Download Free Aircraft Aerodynamic Parameter Estimation From Flight Data Using Neural Partial Differentiation Book in PDF and EPUB Free Download. You can read online Aircraft Aerodynamic Parameter Estimation From Flight Data Using Neural Partial Differentiation and write the review.

This book presents neural partial differentiation as an estimation algorithm for extracting aerodynamic derivatives from flight data. It discusses neural modeling of the aircraft system. The neural partial differentiation approach discussed in the book helps estimate parameters with their statistical information from the noisy data. Moreover, this method avoids the need for prior information about the aircraft model parameters. The objective of the book is to extend the use of the neural partial differentiation method to the multi-input multi-output aircraft system for the online estimation of aircraft parameters from an established neural model. This approach will be relevant for the design of an adaptive flight control system. The book also discusses the estimation of aerodynamic derivatives of rigid and flexible aircraft which are treated separately. The longitudinal and lateral-directional derivatives of aircraft are estimated from flight data. Besides the aerodynamic derivatives, mode shape parameters of flexible aircraft are also identified in the book as part of identification for the state space aircraft model. Since the detailed description of the approach is illustrated through the block diagram and their results are presented in tabular form with figures of parameters converge to their estimates, the contents of this book are intended for readers who want to pursue a postgraduate and doctoral degree in science and engineering. This book is useful for practicing scientists, engineers, and teachers in the field of aerospace engineering.

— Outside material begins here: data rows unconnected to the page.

PR #2575, opened 2023-05-02
Convert IPv6 colons to dots for the new peer host

idelpivnitskiy:
Motivation:

#1958 adds IP-address to the peer host to increase probability for SSL cache hit. JDK can fallback to peer host for hostname verification if it can not find SNI hostname in the certs. When this happens with IPv6, users see
`IllegalArgumentException: Contains non-LDH ASCII characters`.

Modifications:

- Replace colons with dots when convert Inet6Address to String;

Result:

Users see expected `CertificateException`: No subject alternative DNS name matching <...> found.


idelpivnitskiy:
Didn't know how to test it with IPv6. If we have an idea, I will submit a follow-up. For now, verified with a custom URL and example project.

Scottmitch (approved):
Lgtm. Test would be nice but can be followup

PR #2576, opened 2023-05-03
Add Publisher#timeoutDemand operator

Scottmitch:
Motivation:
Some use cases involve long-poll style streaming where it is OK if the upstream doesn't deliver data as long as there is outstanding demand. The timeout operator will unconditionally timeout if there are no signals, independent of demand.

Modifications:
- Add Publisher#timeoutDemand operator that applies a timeout only when there is 0 outstanding demand to upstream.


servicetalk-concurrent-api/src/main/java/io/servicetalk/concurrent/api/TimeoutDemandPublisher.java
```diff
@@ -0,0 +1,160 @@
...
+                    // one actually fires.
+                    if (demandUpdater.compareAndSet(this, currDemand, currDemand)) {
+                        break;
+                    }
+                } else if (demandUpdater.compareAndSet(this, currDemand, DEMAND_TIMER_FIRED)) {
+                    try {
+                        stopTimer(true); // clear the reference and prevent future timers.
+                    } finally {
+                        // Concurrent/multiple termination is protected by ConcurrentTerminalSubscriber.
+                        offloadTimeout(new TimeoutException("timeout after " + NANOSECONDS.toMillis(parent.durationNs) +
```
idelpivnitskiy, line 126: Consider clarifying what exactly timed out, describing that there was no demand

servicetalk-concurrent-api/src/test/java/io/servicetalk/concurrent/api/publisher/TimeoutPublisherDemandTest.java
```diff
@@ -0,0 +1,296 @@
...
+import static org.hamcrest.Matchers.is;
+import static org.hamcrest.Matchers.nullValue;
+import static org.hamcrest.Matchers.sameInstance;
+import static org.junit.jupiter.api.Assertions.assertNotNull;
+import static org.junit.jupiter.api.Assertions.assertNull;
+import static org.junit.jupiter.api.Assertions.assertTrue;
+import static org.mockito.Mockito.mock;
+import static org.mockito.Mockito.verify;
+
+final class TimeoutPublisherDemandTest {
```
idelpivnitskiy, line 63: Consider adding a test similar to `timeoutExceptionDeliveredBeforeUpstreamException()`, we need to make sure another `onError` after `cancel` is not propagated

servicetalk-concurrent-api/src/main/java/io/servicetalk/concurrent/api/TimeoutPublisher.java
```diff
@@ -228,7 +291,7 @@ private void timerFires() {
                 final long nextTimeoutNs = parent.durationNs - (currentTimeNs - lastStartNS);
                 if (nextTimeoutNs <= 0) { // Timeout!
                     offloadTimeout(new TimeoutException("timeout after " + NANOSECONDS.toMillis(parent.durationNs) +
```
idelpivnitskiy, line 293: Users will appreciate if we use `restartAtOnNext` to enhance this exception message by clarifying if a timeout happened between `onNext` or for the terminal event

servicetalk-concurrent-api/src/main/java/io/servicetalk/concurrent/api/TimeoutDemandPublisher.java
```diff
@@ -0,0 +1,160 @@
...
+        @Override
+        public void request(final long n) {
+            final Subscription subscription = this.subscription;
+            assert subscription != null;
+            if (n > 0 && demandUpdater.getAndAccumulate(this, n,
+                    FlowControlUtils::addWithOverflowProtectionIfNotNegative) == 0) {
+                stopTimer(false);
+            }
+            subscription.request(n);
+        }
```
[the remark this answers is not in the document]
Scottmitch: right, we need to set the state of `demandUpdater` before `request(1)` upstream and we should be good.

servicetalk-concurrent-api/src/test/java/io/servicetalk/concurrent/api/publisher/TimeoutPublisherDemandTest.java
Scottmitch: sgtm I will share tests too

servicetalk-concurrent-api/src/main/java/io/servicetalk/concurrent/api/TimeoutDemandPublisher.java
```diff
@@ -0,0 +1,160 @@
...
+                    try {
+                        stopTimer(true); // clear the reference and prevent future timers.
+                    } finally {
+                        // Concurrent/multiple termination is protected by ConcurrentTerminalSubscriber.
+                        offloadTimeout(new TimeoutException("timeout after " + NANOSECONDS.toMillis(parent.durationNs) +
+                                "ms"), parent.timeoutExecutor);
+                    }
+                    break;
+                }
+            }
```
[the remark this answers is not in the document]
Scottmitch: I will simplify. this logic was meant to decrease reliance on executor cancel preventing execution of the callback (e.g. incase its best effort, ..) but isn't necessary.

This book presents an overview of air traffic management and control. Chapters cover such topics as human factors in quality control, behavioral modeling of electric aircraft, aviation English, radar target classification, occupational health and safety, and terminal airspace sector capacity.

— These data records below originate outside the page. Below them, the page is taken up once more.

PR #2577, opened 2023-05-04
RRLB: reduce number of state transitions when health-check passed

idelpivnitskiy:
Motivation:

When health-checking opens a new connection,
`host.addConnection(newCnx)` only adds a connection to the list, but keeps the state as `UNHEALTHY`. The following `markHealthy` will flip the state. This makes it possible for a racy state transitions in between. We can enhance `addConnection` to also change the state to keep everything atomic.

Modifications:

- `addConnection` transitions `ACTIVE` and `UNHEALTHY` states to `STATE_ACTIVE_NO_FAILURES`;
- Update comment to clarify why `markHealthy` can `cancelIfHealthCheck`;

Result:

Unhealthy host transitions to `ACTIVE` state at the same time when it adds a new connection to the list.

### DIFF
--- a/servicetalk-loadbalancer/src/main/java/io/servicetalk/loadbalancer/RoundRobinLoadBalancer.java
+++ b/servicetalk-loadbalancer/src/main/java/io/servicetalk/loadbalancer/RoundRobinLoadBalancer.java
@@ -592,9 +592,10 @@ final class RoundRobinLoadBalancer<ResolvedAddress, C extends LoadBalancedConnec
 
                         // Just in case the connection is not closed add it to the host so we don't lose track,
                         // duplicates will be filtered out.
-                        return host.addConnection(newCnx) ? failedSingle : newCnx.closeAsync().concat(failedSingle);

As technology continues to become more sophisticated, mimicking natural processes and phenomena becomes more of a reality. Continued research in the field of natural computing enables an understanding of the world around us, in addition to opportunities for manmade computing to mirror the natural processes and systems that have existed for centuries. Nature-Inspired Algorithms for Big Data Frameworks is a collection of innovative research on the methods and applications of extracting meaningful information from data using algorithms that are capable of handling the constraints of processing time, memory usage, and the dynamic and unstructured nature of data. Highlighting a range of topics including genetic algorithms, data classification, and wireless sensor networks, this book is ideally designed for computer engineers, software developers, IT professionals, academicians, researchers, and upper-level students seeking current research on the application of nature and biologically inspired algorithms for handling challenges posed by big data in diverse environments.
This book provides a comprehensive overview of both the theoretical underpinnings and the practical application of aircraft modeling based on experimental data also known as aircraft system identification. Much of the material presented comes from the authors own extensive research and teaching activities at the NASA Langley Research Center, and is based on real-world applications of system identification to aircraft. The book uses actual flight-test and wind-tunnel data for case studies and examples, and is a valuable resource for researchers and practicing engineers, as well as a textbook for postgraduate and senior-level courses. [...] The methods and algorithms explained in the book are implemented in a NASA software toolbox called SIDPAC (System IDentification Programs for AirCraft). SIDPAC is written in MATLAB®, and is available by request from NASA Langley Research Center. SIDPAC is composed of many different tools that implement a wide variety of approaches explained fully in the book. These tools can be readily applied to solve aircraft system identification problems.
A selection of annotated references to unclassified reports and journal articles that were introduced into the NASA scientific and technical information system and announced in Scientific and technical aerospace reports (STAR) and International aerospace abstracts (IAA).